AIM OF THE TASK:
Please return every line in the entries below with the word "maybe" in it.
---- DATA
PR #4264, opened 2024-02-14
[Unprivileged] Windows enablement

### LINKED ISSUE #3868: [Unprivileged] Enable `--unprivileged` on Windows
**Describe the enhancement:**

Current support for `--unprivileged` is isolated to Linux, this needs to be expanded to support Windows.

To allow Elastic Agent to run on Windows without requiring Administrator privileges.

When `install --unprivileged` installs and Elastic Agent works running on Windows in this mode.

blakerouse:
## What does this PR do?

Enables the installation mode of `--unprivileged` for Windows. During installation the `elastic-agent-user` user and `elastic-agent` group is created, permissions are set correctly on the copied files, service is created running as the `elastic-agent-user`. While running in unprivileged mode the daemon creates the vault with the correct permissions and gives users in the `elastic-agent` group the ability to communicate with the running Elastic Agent daemon.

## Why is it important?

Allowing users to install the Elastic Agent with less permissions.

## Checklist

- ~~[ ] I have added tests that prove my fix is effective or that my feature works~~ (cannot test with unit tests)
- ~~[ ] I have added an entry in `./changelog/fragments` using the [changelog tool](https://github.com/elastic/elastic-agent#changelog)~~ (skipped as we don't want to expose this feature until ready)

## Author's Checklist

- [x] `elastic-agent-user` is created
- [x] `elastic-agent` group is created
- [x] `elastic-agent-user` is added to `elastic-agent` group
- [x] file permission/owner is set for `elastic-agent-user` and `elastic-agent` group
- [x] `elastic-agent` runs correctly

```
$ .\elastic-agent.exe install -f --unprivileged
```

Add your local user to `elastic-agent` group. Be sure to re-open command prompt. Run `C:\Program Files\Elastic\Agent\elastic-agent.exe status`.

## Related issues

- Closes #3868


control_v2.proto
```diff
@@ -167,6 +167,8 @@ message StateAgentInfo {
   bool snapshot = 5;
   // Current running PID.
   int32 pid = 6;
+  // True when running as privileged.
+  bool privileged = 7;
```
pchila, line 171: To keep nomenclature simple maybe we can flip this boolean (it would be coherent with the feature being introduced, the command line flags and the default value corresponds to the default mode of operation for agent. Something like
```suggestion
  // True when running unprivileged.
  bool unprivileged = 7;
```
The same would be for the agent_info down below privileged -> unprivileged
It doesn't change the behavior and using a privileged flag would work just as well, just trying to reduce cognitive load and possible confusion :sweat_smile:

blakerouse: Thats true, I will switch the logic.

blakerouse: I switched the logic in the latest commit.

internal/pkg/agent/install/svc.go
```diff
@@ -57,25 +58,30 @@ func newService(topPath string, opt ...serviceOpt) (service.Service, error) {
...
+		// Linux (systemd) always restart on failure
+		"Restart": "always",
+
+		// Windows setup restart on failure
+		"OnFailure":              "restart",
+		"OnFailureDelayDuration": "15s", // Matches the value used by endpoint-security.
+		"OnFailureResetPeriod":   10,
+	}
+	if opts.Password != "" {
+		option["Password"] = opts.Password
```
leehinman, line 74: I'm pretty sure this password is stored encrypted in the Registry.  We need to document how the user would go about changing it.  It's not uncommon for password policies to require changing static passwords like this on a regular basis.

leehinman (changes requested):
just documentation requests.

pkg/utils/perm_windows.go
```diff
@@ -21,10 +27,14 @@ type FileOwner struct {
 
 // CurrentFileOwner returns the executing UID and GID of the current process.
 func CurrentFileOwner() FileOwner {
-	// TODO(blakerouse): Make this return the current user and group on Windows.
+	u, err := user.Current()
+	if err != nil {
+		// should not fail; if it does then there is a big problem
+		panic(err)
```
pchila, line 33: I understand why you used `panic()` here as such an error would not be easily recoverable but I would still prefer to give the chance to the callers to explicitly handle an error condition by returning `error`.
If we want to keep the `panic()` for windows we should at least add this to the documentation of the function for all the OSes (as some people developing on a platform different from windows should be aware that this function can panic on windows)

testing/integration/install_unix_test.go
```diff
@@ -17,11 +18,12 @@ import (
...
+	atesting "github.com/elastic/elastic-agent/pkg/testing"
 )
 
-func checkPlatformUnprivileged(t *testing.T, topPath string) {
+func checkPlatformUnprivileged(t *testing.T, _ *atesting.Fixture, topPath string) {
 	// Check that the elastic-agent user/group exist.
-	uid, err := install.FindUID("elastic-agent")
+	uid, err := install.FindUID("elastic-agent-user")
 	require.NoError(t, err)
 	gid, err := install.FindGID("elastic-agent")
```
pchila, line 28: Nit: maybe we should use the constants for user and group here, just to be on the safe side

pchila (approved):
Code looks good, no major blockers.
Left a few comments that are mostly for readability/documentation, those don't fundamentally change the implementation

internal/pkg/agent/install/install.go
```diff
@@ -28,7 +29,7 @@ import (
 const (
 	darwin = "darwin"
 
-	elasticUsername  = "elastic-agent"
+	elasticUsername  = "elastic-agent-user"
 	elasticGroupName = "elastic-agent"
```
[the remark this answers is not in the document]
blakerouse: It was discussed and agreed to have it as it is in the PR.

internal/pkg/agent/cmd/reexec_windows.go
```diff
@@ -34,43 +34,94 @@ func newReExecWindowsCommand(_ []string, streams *cli.IOStreams) *cobra.Command
...
+	for {
+		ready, err := ensureAnotherProcess(serviceName, servicePid)
+		if err == nil && ready {
+			// all done
+			return
+		}
+		if err != nil {
+			fmt.Fprintf(writer, "%s", err)
+		}
+		<-time.After(300 * time.Millisecond)
```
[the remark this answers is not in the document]
blakerouse: Updated.

internal/pkg/agent/cmd/reexec_windows.go
```diff
@@ -34,43 +34,94 @@ func newReExecWindowsCommand(_ []string, streams *cli.IOStreams) *cobra.Command
...
+	}
+
+	if status.State == svc.Stopped {
+		// fully stopped
+		err = startService(serviceName)
+		return false, err
+	}
+
+	// not stopped and not running as a different PID, just wait
+	return false, nil
```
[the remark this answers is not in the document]
blakerouse: I prefer the if statement, to mean its easier to follow.

internal/pkg/agent/install/install_windows.go
```diff
@@ -45,6 +49,56 @@ func postInstall(topPath string) error {
...
+		// no user, running with LOCAL SYSTEM (do nothing)
+		return nil
+	}
+
+	securityDescriptor, err := windows.SecurityDescriptorFromString(
+		"D:(A;;GA;;;SY)" + // SDDL_LOCAL_SYSTEM -> SDDL_GENERIC_ALL
+			"(A;;GA;;;BA)" + // SDDL_BUILTIN_ADMINISTRATORS -> SDDL_GENERIC_ALL
+			"(A;;GR;;;WD)" + // SDDL_EVERYONE -> SDDL_GENERIC_READ
+			"(A;;GRGX;;;NS)" + // SDDL_NETWORK_SERVICE -> SDDL_GENERIC_READ|SDDL_GENERIC_EXECUTE
+			fmt.Sprintf("(A;;GA;;;%s)", ownership.UID), // Ownership UID -> SDDL_GENERIC_ALL
```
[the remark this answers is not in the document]
blakerouse: Added

internal/pkg/agent/install/user_windows.go
```diff
@@ -6,29 +6,246 @@
...
+		return "", fmt.Errorf("invalid SID type for user %s; should be user account type, not %d", name, t)
+	}
+	return sid.String(), nil
 }
 
 // CreateUser creates a user on the machine.
-func CreateUser(name string, gid string) (string, error) {
-	return "", errors.New("not implemented")
+//
+// User is created with about interactive rights, no logon rights, and only service rights.
```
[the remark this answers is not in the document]
blakerouse: Updated.

pkg/utils/perm_windows.go
blakerouse: Added comment.

testing/integration/install_unix_test.go
blakerouse: Switched to constants.

internal/pkg/agent/install/svc.go
blakerouse: I don't know if that is true in this case. The user cannot login at all, it can only be used as a service and the password is setup to never expire.

internal/pkg/agent/cmd/reexec_windows.go
```diff
@@ -34,43 +34,94 @@ func newReExecWindowsCommand(_ []string, streams *cli.IOStreams) *cobra.Command
...
-func reExec(serviceName string, servicePid int) error {
+func reExec(serviceName string, servicePid int, writer io.Writer) {
+	for {
+		ready, err := ensureAnotherProcess(serviceName, servicePid)
+		if err == nil && ready {
+			// all done
+			return
+		}
+		if err != nil {
+			fmt.Fprintf(writer, "%s", err)
```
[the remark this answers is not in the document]
blakerouse: More context was added.

internal/pkg/agent/application/info/svc_windows.go
```diff
@@ -7,44 +7,65 @@
...
-		return false
+		return false, fmt.Errorf("allocate sid error: %w", err)
 	}
-	defer windows.FreeSid(serviceSid)
+	defer func() {
+		_ = windows.FreeSid(sid)
+	}()
 
-	t, err := windows.OpenCurrentProcessToken()
+	token := windows.Token(0)
```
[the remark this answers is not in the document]
blakerouse: `windows.Token(0)` is used because its passed into `checkTokenMembership` that when the token is zero that check uses the current process token. It is a simpler way of saying this processes current token, without the need to grab a handle that needs to be closed for the current process.

What do you want documented here? That `windows.Token(0)` means the current process token?

internal/pkg/agent/install/svc.go
leehinman: > I don't know if that is true in this case.

See things like: https://www.stigviewer.com/stig/windows_server_2019/2020-06-15/finding/V-93209

internal/pkg/agent/application/info/svc_windows.go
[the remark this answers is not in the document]
leehinman: > What do you want documented here? That `windows.Token(0)` means the current process token?

Probably a few links to MSDN documentation, and just a comment that `windows.Token(0)` is current process.  I'm just thinking in 3 years if we have a bug around this code in some new Azure environment it is nice to know what we were thinking and hopefully pointers to full documentation which might give clues if it has been deprecated etc.

internal/pkg/agent/install/svc.go
blakerouse: That is interesting finding, but even in this case the installing administrator doesn't even know the password. Being the finding is speaking about an administrator knowing the password, and in this case the password is completely unknown.

We can definitely add documentation about it for unprivileged installation on Windows. If they choose to change the user account password they will also have to update the password for the service.

internal/pkg/agent/application/info/svc_windows.go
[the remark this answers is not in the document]
blakerouse: Added some more comments and a link for the `windows.Token(0)`.

leehinman (changes requested):
need to use `crypto/rand` not `math/rand` for generating random passwords.

Other than that, LGTM.

blakerouse:
@leehinman Okay I have updated to `crypto/rand`.

leehinman (approved):

pierrehilbert:
What can be tested is tested and additional tests will require this to be merged first.
I'm forcing the merge even if the SonarQube requirement is red.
--------
FINISHED EXERCISE:
pchila, line 171: To keep nomenclature simple maybe we can flip this boolean (it would be coherent with the feature being introduced, the command line flags and the default value corresponds to the default mode of operation for agent. Something like
pchila, line 28: Nit: maybe we should use the constants for user and group here, just to be on the safe side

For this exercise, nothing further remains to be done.